Foster Peter G
Department of Zoology, The Natural History Museum, Cromwell Road, London SW7 5BD, United Kingdom.
Syst Biol. 2004 Jun;53(3):485-95. doi: 10.1080/10635150490445779.
Compositional heterogeneity among lineages can compromise phylogenetic analyses, because models in common use assume compositionally homogeneous data. Models that can accommodate compositional heterogeneity with few extra parameters are described here, and used in two examples where the true tree is known with confidence. It is shown using likelihood ratio tests that adequate modeling of compositional heterogeneity can be achieved with few composition parameters, that the data may not need to be modelled with separate composition parameters for each branch in the tree. Tree searching and placement of composition vectors on the tree are done in a Bayesian framework using Markov chain Monte Carlo (MCMC) methods. Assessment of fit of the model to the data is made in both maximum likelihood (ML) and Bayesian frameworks. In an ML framework, overall model fit is assessed using the Goldman-Cox test, and the fit of the composition implied by a (possibly heterogeneous) model to the composition of the data is assessed using a novel tree-and model-based composition fit test. In a Bayesian framework, overall model fit and composition fit are assessed using posterior predictive simulation. It is shown that when composition is not accommodated, then the model does not fit, and incorrect trees are found; but when composition is accommodated, the model then fits, and the known correct phylogenies are obtained.
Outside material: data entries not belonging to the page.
PR #663, opened 2015-06-10
feat(library/rat/basic.lean): add reduce for rat, and num and denom

avigad:
Note that many of the changes in the file comparisons are "noise": when I made minor changes to Rob's files, it deleted whitespace at the end of his lines (and actually resulted in merge conflicts when I tried to rebase).

@rlewis1988, could you enable the "delete trailing whitespace"?


robertylewis:
Sorry- I thought I had done that before. Looks like the setting didn't save or something. I think I've fixed it now.

By the way, you've readded abs_add_three and add_le_add_three to real/basic. I moved those to algebra yesterday.

avigad:
O.k., I will fix those. (Leo, hold off on the merge.)

avigad:
O.k., it should be fixed now.

PR #681, opened 2015-06-17
feat(library/logic/eq.lean): add C-rule for eq

avigad:
I'll use / discuss these in a new tutorial chapter on equality and dependent types.

### DIFF
--- a/library/logic/eq.lean
+++ b/library/logic/eq.lean
@@ -11,6 +11,17 @@ open eq.ops
 namespace eq
   variables {A B : Type} {a a' a₁ a₂ a₃ a₄ : A}
 
+  -- the "C rule" for eq, which also contracts the equality proof to refl
+  protected theorem rec' {C : Π (a' : A), a = a' → Type}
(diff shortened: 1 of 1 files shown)


leodemoura:
We already have `eq.drec` and `eq.drec_on`:
https://github.com/leanprover/lean/blob/master/library/init/logic.lean#L44-L51
The `subst` tactic uses `eq.drec`.
https://github.com/leanprover/lean/blob/master/src/library/tactic/subst_tactic.cpp#L113

BTW, I regret the decision of generating non-dependent eliminators for inductive predicates.
This has proved to be really annoying. In several parts of the code I have to "branch" on that.
For the Boolean connectives, it is nice use the non-dependent eliminator (e.g., `or.elim`), but we could have defined them on top of the dependent one. 
I'm not sure how big is the change, but we should make it in the future. 
The source code would be more uniform.

avigad:
Ah, somehow I missed that. drec and drec_on are better names anyhow. Thanks.

PR #688, opened 2015-06-23
Maintenance in reals

robertylewis:
There are various things left to do in the reals, including embedding the rationals. This was done haphazardly before the proof of completeness; I've moved some of the relevant definitions and theorems in order to do it earlier.

This created some minor issues (rewrite was getting confused between +, \* defined on R and +, \* inferred from algebra), so I figured it was time to migrate theorems from algebra to R. This is not done yet, and I'll be traveling for the next couple weeks. This commit is so Jeremy can make changes to min/max in algebra without interfering with my changes. I'll clean things up when I get back to Pittsburgh!

### DIFF
--- a/library/algebra/ordered_field.lean
+++ b/library/algebra/ordered_field.lean
@@ -71,8 +71,7 @@ section linear_ordered_field
     iff.intro
     (assume H : 1 < a / b,
       calc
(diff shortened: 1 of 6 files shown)


leodemoura:
subsumed by #697

PR #697, opened 2015-06-24
migrate real theorems from algebra

avigad:
I hope I did this right: I pulled from @rlewis1988, and added a commit. So this pull request includes his commits.

The migrate went smoothly. There are two things that were finicky:
- I had to remember to declare the previous instances with each successive migrate.
- I had to remember to make sure to have local definitions of each definition in algebra. 

For example, I had trouble because gt and ge were not defined in real. The migrate silently tried to use rat.gt and rat.ge and didn't tell me there was a problem. @leodemoura plans to improve migrate so that the second point won't be an issue. (I am not sure there is a good solution to the first, but it is not so bad.)

The good news is that modulo the finickiness, the migrate worked beautifully. The files all compile very quickly now on my laptop: basic, order, division, and complete require 2, 4, 6, and 1 seconds, respectively.

Rob, I did not define the coercions from numerals (so I used "zero" and "one" for real 0 and 1).

Also, a small thing: I have been following the convention that any arguments that appear in a hypothesis to a theorem are made implicit, for example, `le_of_lt {x y : real} (H : x < y) : x <= y`. I changed this in `le_of_lt` and two surrounding theorems, so that they agree with the instances in algebra, nat, int, etc. But I did not check through your files to see if there are other arguments that should also be made implicit.

### DIFF
--- a/library/algebra/ordered_field.lean
+++ b/library/algebra/ordered_field.lean
@@ -71,8 +71,7 @@ section linear_ordered_field
     iff.intro
     (assume H : 1 < a / b,
       calc
-        b   = b           : refl
-        ... < b * (a / b) : lt_mul_of_gt_one_right Hb H
+        b   < b * (a / b) : lt_mul_of_gt_one_right Hb H
         ... = a           : mul_div_cancel' Hb')
     (assume H : b < a,
       have Hbinv : 1 / b > 0, from  div_pos_of_pos Hb, calc
--- a/library/data/data.md
+++ b/library/data/data.md
@@ -15,6 +15,7 @@ Basic types:
 * [int](int/int.md) : the integers
 * [rat](rat/rat.md) : the rationals
 * [pnat](pnat.lean) : the positive natural numbers
+* [real](real.lean) : the real numbers 
 
 Constructors:
 
--- a/library/data/real/basic.lean
+++ b/library/data/real/basic.lean
@@ -103,6 +103,7 @@ theorem factor_lemma_2 (a b c d : ℚ) : (a + b) + (c + d) = (a + c) + (d + b) :
 
 --------------------------------------
 -- define cauchy sequences and equivalence. show equivalence actually is one
+namespace s
 
 notation `seq` := ℕ+ → ℚ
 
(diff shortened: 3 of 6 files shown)


robertylewis:
Cool! Thanks for doing the dirty work for me...

> The good news is that modulo the finickiness, the migrate worked beautifully. The files all compile very quickly now on my laptop: basic, order, division, and complete require 2, 4, 6, and 1 seconds, respectively.

You didn't happen do do a before/after comparison, did you? This isn't significantly different (perhaps even longer) than the times I remember seeing when I compiled the files directly.

> Rob, I did not define the coercions from numerals (so I used "zero" and "one" for real 0 and 1).

This is at the top of my list once I'm back -- I had just started to rearrange things to simplify defining the coercions.

> Also, a small thing: I have been following the convention that any arguments that appear in a hypothesis to a theorem are made implicit, for example, le_of_lt {x y : real} (H : x < y) : x <= y. I changed this in le_of_lt and two surrounding theorems, so that they agree with the instances in algebra, nat, int, etc. But I did not check through your files to see if there are other arguments that should also be made implicit.

I've been following that convention as well (apparently, not perfectly). Since I've been using mostly tactic proofs, I didn't notice those were different. There shouldn't be many other cases of this, but I'll look later.

(Hello from Christchurch, by the way!)

avigad:
Sounds good. I just compared your last commit with mine using the linux "time" command with nothing else running. Here is what I got:

(old / new)
basic: 2.0 / 2.0
order: 2.9 / 2.4
division: 1.8 / 2.5
complete: 2.0 / 0.7

I don't know why order got faster. I guess division takes longer because I now do a migrate there. The significant comparison is complete, which used to use the theorems from algebra, and now uses the migrated theorems in real. Remember, you commented out the last few theorems in complete, so the improvement is even more than that shown.

I am glad to hear you made it to New Zealand safely. I'm looking forward to hearing about your travels there.

robertylewis:
Oh, great! Those numbers sound much better than the 2/4/6 sec from your first post. Definitely an improvement.

PR #706, opened 2015-06-26
Suspensions and hits with 2-constructors

fpvandoorn:
Two major additions:
- A theorem which states that the suspension is left adjoint to the loop space in the 'category' of pointed types.
- The construction of hits with 2-dimensional path constructors.


fpvandoorn:
Oops. I still have to fix some tests

leodemoura:
I also got compilation errors for hott/types/nat/hott.hlean

fpvandoorn:
I fixed the tests.
I think I forgot to build the whole library again after I rebased my commits on your latest commits. In `hott/types/nat/hott.hlean` there is a problem with `induction (lt.trichotomy a b) with H' H'`, while `generalize (lt.trichotomy a b), intro X, induction X with H' H'` seems to work. I think this is caused by one of the changes of today, and I'm worried it's because of the change I made to `unit` (although `induction_tactic.cpp` doesn't contain the string `unit`). Sorry if I caused it.

I added a commit which works around the above issue, but probably it's better to fix the underlying issue.

PR #845, opened 2015-10-10
Tactic to normalize added numerals

robertylewis:


leodemoura:
We decided to move this code to the typeclass branch.
Rob is currently updating the code to work with the new approach for encoding numerals.
He will make a new pull request.

PR #847, opened 2015-10-13
feat(hott/homotopy) add join operator, and prove two basic lemmas

javra:
I might polish the proof in future, and add the proof for the associativity of join.


javra:
... I guess this is because the folder doesn't exist at all anymore?

PR #848, opened 2015-10-16
lots of category theory

fpvandoorn:
I can rebase this on `typeclass` if necessary (I don't expect much merge conflicts).


leodemoura:
I'm working on the new type class resolution procedure: https://github.com/leanprover/lean/tree/typeclass_new
It would be great if you could rebase on top of that after I finish it.
In the meantime, rebasing on top of typeclass (and fixing problems) would be already super useful.

Thanks!

leodemoura:
subsumed by #860

PR #850, opened 2015-10-20
Update numeral normalizer for typeclass branch

robertylewis:
The norm_num tactic should now normalize numeral addition and multiplication using the new encodings.


leodemoura:
Merged in the typeclass branch

PR #854, opened 2015-10-23
Typeclass

avigad:
I protected many theorem names. The general philosophy is that since "algebra" will often be open, theorems in algebra should not become overloaded when other namespaces are opened. So, any theorem in a namespace that has the same name as a theorem in algebra, or even close, should be protected.

For example, many theorems in pnat had to be protected. Many theorems in nat involving "sub" had to be protected, like "sub_zero" and "mul_sub_left_distrib". Similarly for theorems with the name "div", like "div_zero" and "mul_div_cancel".

The one exception is theorems with "dvd". Some of the nat theorems have names that conflict wit the algebra ones. I left them they way they are because for now we will mostly use "dvd" with nat and int.

Changing all this was a lot more work than I thought it would be. I think I got almost everything. 

I think most of the tactics proofs in real can now be simplified by eliminating "algebra." or "rat." from the theorem names. I did some of them. But I did not have the energy to do them all. 

I still want to go back and make the "div" in nat and int and instance of the div class, so we will write "m / n" on the integers. I will do that soon; I don't have the energy for it now.

I will also update the tutorial soon.


avigad:
I cleaned things up so that now we have

  has_div, div, /
  has_dvd, dvd, |
  has_mod, mod, %

No more divide, divides, division, ... nonsense. The expressions look really sharp. 

I could fix all the tests but these four:

```
     18 - lean_print_notation (Failed)
    147 - leantest_793a.lean (Failed)
    245 - leantest_793b.lean (Failed)
    882 - leanittest_num2.input (Failed)
```

I cannot find the first. The second and third parse floating point constants; the problem is that division is now named "div". The fourth always fails on my computer (I don't know why).

PR #861, opened 2015-10-31
Unelaborate

dselsam:


fpvandoorn:
What is a partial explicit expression? How would `@f` work with the new notation?

dselsam:
On this branch, `@@` means what `@` used to mean, and `@` means only require the implicit arguments that are Pi types. Here is an example:

``` Lean
constants (f : Π {T : Type} {a : T} {P : T → Prop},
                     P a → Π {b : T} {Q : T → Prop}, Q b → Prop)
constants (T : Type) (a : T) (P : T → Prop) (pa : P a)
constants (b : T) (Q : T → Prop) (qb : Q b)

check @@f T a P pa b Q qb -- Prop
check @f P pa Q qb -- Prop
check f pa qb -- Prop
```

How often is the 'partial_explicit' all you need, and how often do you think you need the original full explicit? The notation for the latter is obviously more cumbersome now.

leodemoura:
@fpvandoorn The main motivation for the change is the "unelaborator".
This command will allow us to pretty print fully elaborated terms in a compact and reliable way.
By reliable, I mean the elaborator does not need full higher order unification to (re-)elaborate the result.
This is useful when repairing libraries.

dselsam:
And also as a way around the following pattern: `@f _ _ _ _ ho_implicit explicit`

leodemoura:
Example:

``` lean
variables a b c : nat
variable   H1 : a = b
variable   H2 : a + b + a + b = 0
check eq.rec_on H1 H2    -- b + b + b + b = 0
check @eq.rec_on (fun x, x + b + a + b = 0) H1 H2  -- b + b + a + b = 0
-- using the old approach
check @@eq.rec_on _ _ (fun x, x + b + a + b = 0) _ H1 H2  -- b + b + a + b = 0 
```

dselsam:
as opposed to

``` Lean
check @@eq.rec_on _ _ (fun x, x + b + a + b = 0) _ H1 H2
```

avigad:
I get it -- it seems reasonable. Though I think I rarely used @ to give a predicate. More often, it was giving a type or a parameter to help the elaborator. I'll have to get used to the change.

dselsam:
@avigad If you think of a less ugly alternative to `@@`, please let us know.

leodemoura:
@avigad The idea for the unelaborator is the following.
Suppose a term `t` is broken after we made a change. Then, we recompile the file using the old version, but annotate `t`. For example, we add `[| t |]`. This annotation will instruct Lean that it should pretty print `t` after elaboration, and 

1- use `@` for any sub-term that contains a higher-order implicit argument.
2- disable overloaded notation _and_ notation that contains implicit arguments (e.g., `H1 ▸ H2`)
3- use full-name whenever the short one is overloaded
4- show coercions

The resulting term is much smaller that the one we get with `pp.all true`, and it is easy to (re-) elaborate it. 

The `@` is a must have when pretty-printing any proof that makes heavy use of `rewrite` or uses the `induction` tactic.

avigad:
Even setting that application aside, it seems to be useful: sometimes we want to input a term by adding only the ho information, and often it will be useful to pretty print just the "hard" parts of the term.

But I still have to get used to "@@". I'll see if I can think of something better.

One idea is that we can use "@" for the old meaning, and "@!" for the new one. The intuition for the new one is "make everything explicit, but them make easy arguments implicit". The old one will still have the same meaning as in Coq, and we won't have to change as much in the tutorial.

But that's just a quick thought.

leodemoura:
@avigad We also considered `@!` 
It is confusing because `!f` is the dual operation ("consume _explicit_ arguments").

leodemoura:
@avigad, I don't think it is hard to update the tutorial.
I fixed all tests in less than 10 min using a `sed` script.

fpvandoorn:
Hmmm.. Interesting. Yeah, that could be useful sometimes, but I think that most of the time that I use the old `@` I cannot use the new `@` instead. 

For this message, let me write `@@` for the old behavior and `@` for the new one (although I'd prefer to use `@` for the old behavior and a new symbol for the new behavior).

There are two reasons for me to use `@@`. The most obvious reason is to give implicit arguments explicitly. However, I think most of the time I want to give an argument explicitly it's _not_ a Pi-type. I think most of the times that I want to give arguments explicitly it's a type class argument which is too hard to infer.

A second reason to use `@@` - which is more common for me - is when I want to partially apply a function.  For example `ap` is the term with type

``` lean
ap : Π ⦃A : Type⦄ ⦃B : Type⦄ (f : A → B) {x y : A}, x = y → f x = f y
```

and maybe I want to say something about `(@@ap A B f x y : x = y → f x = f y)` (i.e. that this function is an equivalence under certain circumstances). Note that writing `ap f` is ambiguous, because that has type `?x = ?y → f ?x = f ?y`. Also, very common is something like `abbreviation iso_of_path_equiv := @@category.iso_of_path_equiv`. In both these cases, using `@` wouldn't work.

Overall, I'd guess that more than 80-90% I want to use `@@` I cannot use `@` for the same purpose. So I strongly think that we should not change the old `@` to `@@`. I do see the uses for the unelaborator and for the ability to pretty print terms using the new `@`. That sounds useful. But it sounds like the new `@` will be mostly printed, and less often typed explicitly by the user, which means it could be a harder-to-type unicode character.

leodemoura:
Ok. So, le'ts restore the previous meaning.
We keep `@` for explicit as before.
We use `@@` and some shorter unicode version for partial explicit.
@dselsam I will retract the library updates. I make the changes, ok?

dselsam:
@leodemoura Yes, and I agree with the change.

leodemoura:
Ok, I reverted it.
https://github.com/leodemoura/lean/commits/typeclass

`@` is still explicit
and
`@@` is the new operator for partial explicit

I didn't find a reasonable unicode character for `@@`. Suggestions are welcome :-)

avigad:
This sounds good to me. I agree with Floris that it is more common to want the old @, and so I am glad that is not changing.

dselsam:
How about ⌾?

leodemoura:
It has been integrated into the typeclass branch.
Feel free to reopen if I forgot something.

javra:
Do you also intend to add such a modifier making only type class arguments explicit?

leodemoura:
Jakob,

We have discussed about it, but, for now, we will use `@` and `_` when the type class argument has to be provided. The main motivation for `@@` is `eq.rec`. The rewrite tactic generates a bunch of nested `eq.rec` terms, and it is to verbose to print them in full detail.

Best,
Leo

PR #871, opened 2015-11-13
feat(library/data/complex): add complex numbers

avigad:
When working on this, I came across an annoying problem. When we use `rewrite` with expressions like `x * y`, it doesn't always work, because there multiple instances of `has_mul` that are definitionally equal but not the same.

For example, when we define the reals, we define an instance of `has_mul` for the reals. Then we make the reals an instance of `comm_ring`. When we then invoke rewriting lemmas from algebra, they refer to the instance of `has_mul` derived from the instance `comm_ring`

The problem is evident in lines 346 onwards in complex.lean. If we change `krewrite` to `rewrite`, we get the error message below.

A workaround is to use `krewrite` instead of `rewrite`. But is there a better way? Am I missing something? I have not come across this problem before, which makes me worry that I have done something wrong.

``` lean
invalid 'rewrite' tactic, rewrite step failed using pattern
  of_real (@mul real 11.source.to.has_mul_3 ?M_1 ?M_2)
matching failures in the goal
  -fail to unify equation source
    of_real (@mul real 11.source.to.has_mul_3 ?M_3 ?M_4)
  with subterm
    of_real (@mul real real_has_mul (real.of_rat a) (real.of_rat b))
proof state:
a b : rat
⊢ @eq complex (of_real (@mul real real_has_mul (real.of_rat a) (real.of_rat b)))
    (@mul complex 11.source.to.has_mul_4 (of_rat a) (of_rat b))
```

### DIFF
--- a/library/data/complex.lean
+++ b/library/data/complex.lean
@@ -1,0 +1,375 @@
+/-
+Copyright (c) 2015 Jacob Gross. All rights reserved.
+Released under Apache 2.0 license as described in the file LICENSE.
+Authors: Jacob Gross, Jeremy Avigad
+
+The complex numbers.
+-/
+import data.real
+open real eq.ops algebra
+
+record complex : Type :=
+(re : ℝ) (im : ℝ)
+
+notation `ℂ` := complex
+
+namespace complex
+
+variables (u w z : ℂ)
+variable n : ℕ
+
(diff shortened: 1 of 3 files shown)


leodemoura:
Don't worry about this kind of issue.
Daniel and I know how to address this problem in blast/simp.

avigad:
That's good to hear! I will sleep better now.

PR #894, opened 2015-11-21
algebra, lists and set quotients

fpvandoorn:


fpvandoorn:
I added some commits which complete the definition of `two_quotients`. This allows us to conveniently define HITs with 2-paths in the HoTT library. It is currently used to define two hits: reflexive quotients and the torus, but I'm also working on the groupoid quotient.

PR #899, opened 2015-11-26
Associativity of join

javra:
The proof was mostly ported from Evan Cavallo's proof in HoTT-Agda. He doesn't respond to my mails, so if @fpvandoorn or @avigad see him, could you ask him if that's okay and how we should credit him?

If the file is too slow for the standard library we could also put it somewhere else? Also you are welcome to squash the commits. It's that many because I was working very irregularly on this, and on two computers.

Some lemmas in `join.hlean` might be useful for other things, in which case one should move them to the corresponding file in `cubical`.


hott/cubical/square.hlean
```diff
@@ -76,14 +82,14 @@ namespace eq
...
-  infix ` ⬝ph `:75 := eq_hconcat
-  infix ` ⬝pv `:75 := eq_vconcat
-  postfix `⁻¹ʰ`:(max+1) := hinverse
-  postfix `⁻¹ᵛ`:(max+1) := vinverse
+  infix `⬝h`:75 := hconcat --type using \tr
+  infix `⬝v`:75 := vconcat --type using \tr
+  infix `⬝hp`:75 := hconcat_eq --type using \tr
+  infix `⬝vp`:75 := vconcat_eq --type using \tr
+  infix `⬝ph`:75 := eq_hconcat --type using \tr
+  infix `⬝pv`:75 := eq_vconcat --type using \tr
```
fpvandoorn: Please keep the spaces around these concatenations. They tell the pretty printer to print spaces around this token.

fpvandoorn:
Very nice! I'll ask Evan next time I see him, but I think what you currently do is fine.

hott/cubical/square.hlean
javra: Ah, thanks, that wasn't a concious decision but result of a merge (I put the `type using` there, before the spaces were there :wink: ).

javra:
No idea, why the last Travis check exceeds the 50 min. mark...

PR #902, opened 2015-11-30
Start of bitvectors in standard library.

joehendrix:
This contains the start of a module for bitvectors in the classical library that use the tuple data type.  This also adds additional combinators for the list and tuple data types.

### DIFF
--- a/library/data/bool.lean
+++ b/library/data/bool.lean
@@ -127,4 +127,6 @@ namespace bool
 
   theorem eq_ff_of_bnot_eq_tt {a : bool} : bnot a = tt → a = ff :=
   bool.cases_on a (λ h, rfl) (by contradiction)
+
+  definition bxor (x:bool) (y:bool) := cond x (bnot y) y
 end bool
--- a/library/data/bv.lean
+++ b/library/data/bv.lean
@@ -128,6 +128,22 @@ section arith
   definition bv_has_neg  [instance] : has_neg (bv n)  := has_neg.mk bv_neg
   definition bv_has_mul  [instance] : has_mul (bv n)  := has_mul.mk bv_mul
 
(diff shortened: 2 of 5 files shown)


leodemoura:
@joehendrix Thanks! I'm currently traveling. I will integrate your changes when I get back on Thursday.

joehendrix:
Sounds good.  There's no rush on this.  It's still missing division/modular reduction, and there are no theorems beyond those needed to admit definitions.  I made the pull request to prompt getting feedback on the style early.

avigad:
For what it is worth, the files look beautiful to me. We haven't been using camel case for identifiers much (except for bundled algebraic structures, like CommRing), but I see no good reason to avoid it here, and I can't think of a better name for `mapAccumR`. Many thanks for working on this!

robertylewis:
Agreed with Jeremy, the style looks great! One super-minor point, since I noticed you used dite a few times: there's special syntax for that.

``` lean
definition bv_shl {n:ℕ} : bv n → ℕ → bv n
  | x i :=
     if le : i ≤ n then
          (let r := dropn i x ++ replicate ff in
           let eq := calc (n-i) + i = n : nat.sub_add_cancel le in
           bv_cong eq r)
    else
          (bv_zero n) -- in the context here you have le : ¬ i ≤ n
```

Not that there's anything wrong with how you did it, but if the syntax is there, might as well make it known!

joehendrix:
Thanks for the pointers.  I didn't know about the dite syntax, so I've patched the code to use that now.  With regards to mapAccumR, I took that from an function in the Haskell base library with the same name.  I do like that Lean uses underscores mostly, but it didn't seem to work here.  mapAccumR is simultaneously performing a map and accumulate, so perhaps there's some similarity with the bundling of algebraic structures example.

PR #907, opened 2015-12-03
Unit propagation and simplifier-based preprocessing

dselsam:


library/algebra/simplifier.lean
```diff
@@ -120,4 +120,23 @@ attribute numeral_helper.mul_bit1_helper1 [simp]
 
 end numeral
 
+namespace unit_simp
+variables {A B C : Prop}
+
+lemma and_imp [simp] : (A ∧ B → C) ↔ (A → B → C) := sorry
+lemma or_imp [simp] : (A ∨ B → C) ↔ ((A → C) ∧ (B → C)) := sorry
```
leodemoura: We should remove these `sorry`'s. As we discussed it before, it is really bad for the project to have `sorry`s in the master branch. Moreover, these lemmas are very easy to prove. It looks really embarrassing to have them in the standard library.

BTW, it also looks strange to have them in `algebra`.

Issue #1355, opened 2017-02-04
RFC: saying sorry


gebner:
Once upon a time, `sorry` was only used if the user actually typed `sorry` in a Lean file.  However, more and more failure conditions are now being excused by `sorry` as well--usually in a laudable and worthwhile effort to recover from parsing and elaboration errors.
 1. As intended, we use `sorry` when the user types `sorry`.
 2. We also use `sorry` as a placeholder for the value of a definition when elaboration fails.
 3. We might use `sorry` in the future as a placeholder in expressions that have parse errors (e.g. `(if x > 0 then tt)` would be parsed as `if x > 0 then tt else sorry`)
 4. While developing proof automation, we might want to insert `sorry` as proof terms.

Aside from 1., all these applications have one issue in common: we cannot syntactically determine from the pre-expression whether we will use sorry or not.  Up until now, we added a `sorry` axiom to the environment the first time it was used.  This worked well when Lean was single-threaded and the main source for `sorry`s was explicit use by the user.  However now `sorry` may first appear out of nowhere in a lemma that is elaborated asynchronously, and at that point we can no longer add it to the environment.
Hence I believe that we should just proactively add the sorry axiom as the first declaration to the environment.  I propose that we don't add the sorry axiom in the standard library but declare it in the C++ code instead, then it doesn't get exported and we can easily disable it using an option.

Another issue is that how we handle the computability lint for sorry: because sorry is noncomputable, we would normally get errors in all dependent definitions (because we would usually have to mark them noncomputable as well).  As a workaround, if the parser sees sorry (if the user enters it) we set the "noncomputable theory" flag for the current file.  Other files still show the noncomputability errors.  Actual noncomputability errors are hidden.
I think it would be much simpler if we just had a special case for sorry, and made it computable by fiat.  (We already have VM code for it!)

Concretely, I propose the following changes:
1. Add a global option `allow_sorry`.  This option is set to true by default, at least interactively.
2. If `allow_sorry` is set to to true, we add a `sorry` axiom to the initial environment.
3. The `noncomputable` extension treats `sorry` as computable.
4. We report a warning when we add a declaration to the environment that uses sorry.
5. The type checkers do not add the sorry axiom.

The main objection I can see is that `print axioms` would now always print one more axiom (by default), namely sorry.  But if I understand the plan for the native code interface correctly, we will get new constants and axioms anyhow--for example the constant `io` and axioms describing the properties of the IO monad.

leodemoura:
[...]

PR #1358, opened 2017-02-05
Implement sorry as a macro

gebner:
See #1355.  This PR implements sorry using a macro instead of using an axiom.

The macro takes a single argument, its type.  (We need some kind of polymorphism here, either universe or type.)  The pre-expression is `[sorry Prop]`.

1. `print axioms foo` shows `[sorry]` if foo uses the sorry macro.
2. We check imports for sorrys.  (~~~By searching all expressions, and this is a bit slow.  Caching this is not completely trivial since we might only find out that an import uses sorry long after having imported it, if sorry occurs in a proof.~~~ We now save that information as a flag in the olean files.)
3. We check each added declaration for sorry in `module::add`.  On the one hand this is positive since we now get a warning if sorry is used.  On the other hand we get a lot of warnings:
```
vm_sorry.lean:1:4: warning: declaration 'half_baked._main' uses sorry
vm_sorry.lean:1:4: warning: declaration 'half_baked._main.equations._eqn_1' uses sorry
vm_sorry.lean:1:4: warning: declaration 'half_baked.equations._eqn_1' uses sorry
```
4. The `sorry` macro is computable, and we generate VM code for it.

### DIFF
--- a/library/init/meta/expr.lean
+++ b/library/init/meta/expr.lean
@@ -104,6 +104,11 @@ const `true []
 meta def mk_false : expr :=
 const `false []
 
+/-- Returns the sorry macro with the given type. -/
+meta constant mk_sorry (type : expr) : expr
+/-- Checks whether e is sorry, and returns its type. -/
+meta constant is_sorry (e : expr) : option expr
+
 meta def app_of_list : expr → list expr → expr
 | f []      := f
 | f (p::ps) := app_of_list (f p) ps
--- a/library/init/meta/interactive.lean
+++ b/library/init/meta/interactive.lean
@@ -321,6 +321,9 @@ do e ← to_expr p,
 meta def trivial : tactic unit :=
 tactic.triv <|> tactic.reflexivity <|> tactic.contradiction <|> fail "trivial tactic failed"
 
+/-- Closes the main goal using sorry. -/
+meta def admit : tactic unit := tactic.admit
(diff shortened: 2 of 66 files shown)


gebner:
On a related note: now that we can easily use sorry, I wanted to make the elaborator a bit more resilient against errors.  That is, insert sorry instead of throwing exceptions.  This is useful in some cases (top-level definitions), and probably unwanted in others (pre-expression arguments to tactics).

The plan would be the following: unless we're inside a possible backtracking point, we return sorry (and report an error) instead of throwing exceptions.  Inside a backtracking point, we do not recover using sorry but keep throwing exceptions.  This should preserve the current backtracking behavior of the elaborator.  At the end, we solve all open meta-variables using sorry.  This mode would replace the double elaboration (second time with sorry) in `single_definition_cmd_core`.  Does this sound reasonable?

leodemoura:
> Does this sound reasonable?

Yes, this is reasonable, and useful.

We talked about adding error recovering when we were discussing type based auto completion in Paris.
After we have error recovering in the elaborator, we will only need to do it for the parser :)

gebner:
> After we have error recovering in the elaborator, we will only need to do it for the parser :)

I wanted to wait with the parser until the refactoring is over.  Then we can do error recovery and error messages with ranges.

谱系间的组成异质性可能会影响系统发育分析,因为常用模型假定数据在组成上是均匀的。本文描述了能够用较少额外参数来适应组成异质性的模型,并将其应用于两个已知真实树的实例中。通过似然比检验表明,用较少的组成参数就能实现对组成异质性的充分建模,即数据可能无需为树中的每个分支分别用组成参数进行建模。使用马尔可夫链蒙特卡罗(MCMC)方法在贝叶斯框架下进行树搜索和在树上放置组成向量。在最大似然(ML)和贝叶斯框架下评估模型对数据的拟合度。在ML框架中,使用戈德曼 - 考克斯检验评估整体模型拟合度,并使用一种基于树和模型的新型组成拟合检验评估(可能是异质的)模型所隐含的组成与数据组成的拟合度。在贝叶斯框架中,使用后验预测模拟评估整体模型拟合度和组成拟合度。结果表明,当不考虑组成异质性时,模型不拟合且会找到错误的树;但当考虑组成异质性时,模型则拟合且能得到已知的正确系统发育树。